PR #310, opened 2024-09-11
Upgrade Kubernetes Tentacle to .NET 8 & Debian 12

kevjt:
## Background

Tentacle has moved from .NET 6.0 to .NET 8.0, and in the process the agent's base image also received an upgrade from Debian 11 to Debian 12. 

Due to a compatibility issue on Debian 12 with older SHA1 certificates (more explanation [here](https://github.com/OctopusDeploy/OctopusTentacle/pull/997)), we will for now release both Debian 11 and Debian 12-based images for each version of the agent.

The plan is to set Debian 12 as the default base image and provide a configuration option in the agent Helm chart, allowing users to switch to Debian 11 if needed.

## Results

- Bump Kubernetes Tentacle image
- A new optional `agent.image.tagSuffix` field has been added to the agent's values configuration, which will be appended to the end of the image tag, separated by a hyphen.

### DIFF
--- a/charts/kubernetes-agent/templates/_helpers.tpl
+++ b/charts/kubernetes-agent/templates/_helpers.tpl
@@ -162,3 +162,22 @@ The Env-var block required to set image name, tag and pullpolicy
   value: {{ .pullPolicy | quote}}
 {{- end }}
 {{- end }}
+
+{{/*
+The base image tag for the agent, without any suffixes.
+Defaults to the Chart Appversion.
+*/}}
+{{- define "kubernetes-agent.imageTag" -}}
+{{- print .Values.agent.image.tag | default .Chart.AppVersion}}
+{{- end }}
+
+{{/*
+The complete image tag for the agent, including any optional suffixes.
+*/}}
+{{- define "kubernetes-agent.fullImageTag" -}}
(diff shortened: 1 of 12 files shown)


APErebus:
We should target this PR against `release/kubernetes-agent/v1` and merge forward

kevjt:
> We should target this PR against `release/kubernetes-agent/v1` and merge forward

Yes you're right. I did branch off v1, but I opened the PR using Git Fork's 'push and create PR' option which only ever targets main by default.

charts/kubernetes-agent/templates/_helpers.tpl
```diff
@@ -162,3 +162,22 @@ The Env-var block required to set image name, tag and pullpolicy
   value: {{ .pullPolicy | quote}}
 {{- end }}
 {{- end }}
+
+{{/*
+The base image tag for the agent, without any suffixes.
+Defaults to the Chart Appversion.
+*/}}
+{{- define "kubernetes-agent.imageTag" -}}
+{{- print .Values.agent.image.tag | default .Chart.AppVersion}}
```
APErebus, line 171: Let's change this to be the full image including the repository

PR #316, opened 2024-09-15
feat: add topology spread constraints to OD StatefulSet

liam-mackie:
This PR adds topology spread constraints, as well as a test for them. This should allow people to spread their server installations over multiple domains much easier. 
An example of how you could use this is as follows:
```
octopus:
  topologySpreadConstraints:
  - maxSkew: 1
    topologyKey: zone
    whenUnsatisfiable: DoNotSchedule
    labelSelector:
      matchLabels:
        app.kubernetes.io/component: octopus-server
```
This would ensure that pods need to be spread evenly (with a maximum skew of 1) over the `zone` topology key.

### DIFF
--- a/.changeset/grumpy-dots-yell.md
+++ b/.changeset/grumpy-dots-yell.md
@@ -1,0 +1,5 @@
+---
+"octopus-deploy": minor
+---
+
+Add topology spread constraints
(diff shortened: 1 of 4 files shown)


APErebus (approved):
Interesting!

PR #318, opened 2024-09-23
Add values migration, tests, and workflow

MissedTheMark:
To allow us to change the structure of our K8s agent/worker's Helm chart values file, we need to be able to migrate user-specified values.  Our [helm-migrate-values ](https://github.com/OctopusDeployLabs/helm-migrate-values) Helm plugin provides that ability, and this PR adds the migration template for migrating from v1.x.x to v2.x.x

This PR also adds a simple test framework for values migrations generally, as well as test data for the v1-v2 migrations to help provide a safety net ensuring that the migrations actually do what we expect.

## To the reviewer
Please take time to ensure that the migration covers what _you_ expect it to. I have done a diff of the v1 and v2 values.yaml files to determine the values that need migration, and it would be good for you to do the same.

Once this is merged, I will create a feature branch instance of the version of Octopus Deploy which supports automatically upgrading using this migration - if you also could test a migration from a v1 chart to v2 on your own cluster via Octopus, it would give us another solid indicator of its correctness. 

I have tested a slightly older version of the migration in Octopus Deploy, and will be testing this one myself as well.


charts/kubernetes-agent/value-migrations-tests/to-v2-requiredValuesOnly-expected.yaml
```diff
@@ -0,0 +1,10 @@
+agent:
+  name: "agent-name"
+  deploymentTarget:
+    enabled: true
+    initial:
+      environments: ["env1", "env2"]
+      tags: ["tag1", "tag2" ]
+  targetEnvironments: null
+  targetName: null
+  targetRoles: null
```
MissedTheMark, line 10: These ensure that the values in the old format are removed.

charts/kubernetes-agent/value-migrations-tests/v1-allValues-initial.yaml
MissedTheMark, line 1: This file provides all the values which can be migrated.

charts/kubernetes-agent/value-migrations-tests/v1-requiredValuesOnly-initial.yaml
MissedTheMark, line 1: This file provides only the mandatory values to migrate.

charts/kubernetes-agent/value-migrations/to-v2.yaml
```diff
@@ -0,0 +1,52 @@
...
+  {{- end}}
+  {{- if .agent.targetTenants }}
+  targetTenants: null
+  {{- end}}
+  {{- if .agent.targetTenantedDeploymentParticipation }}
+  targetTenantedDeploymentParticipation: null
+  {{- end}}
+  {{- if .agent.scriptPods.image }}
+  image: null
+  {{- end}}
```
APErebus, line 37: What's this for?
Should this be `.agent.image`?

MissedTheMark: Good spot, that's a section that I straight up should have removed.  It's actually covered by the `scriptPods:image:null` bit below.

charts/kubernetes-agent/value-migrations-tests/go.mod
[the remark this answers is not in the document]
MissedTheMark: Just added them to the `.helmignore`.

kevjt (approved):
LGTM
__________
**About this exercise:**
Working through the records above, copy each line in which "files" is found.

**Solution for this exercise:**
(diff shortened: 1 of 12 files shown)
(diff shortened: 1 of 4 files shown)
Please take time to ensure that the migration covers what _you_ expect it to. I have done a diff of the v1 and v2 values.yaml files to determine the values that need migration, and it would be good for you to do the same.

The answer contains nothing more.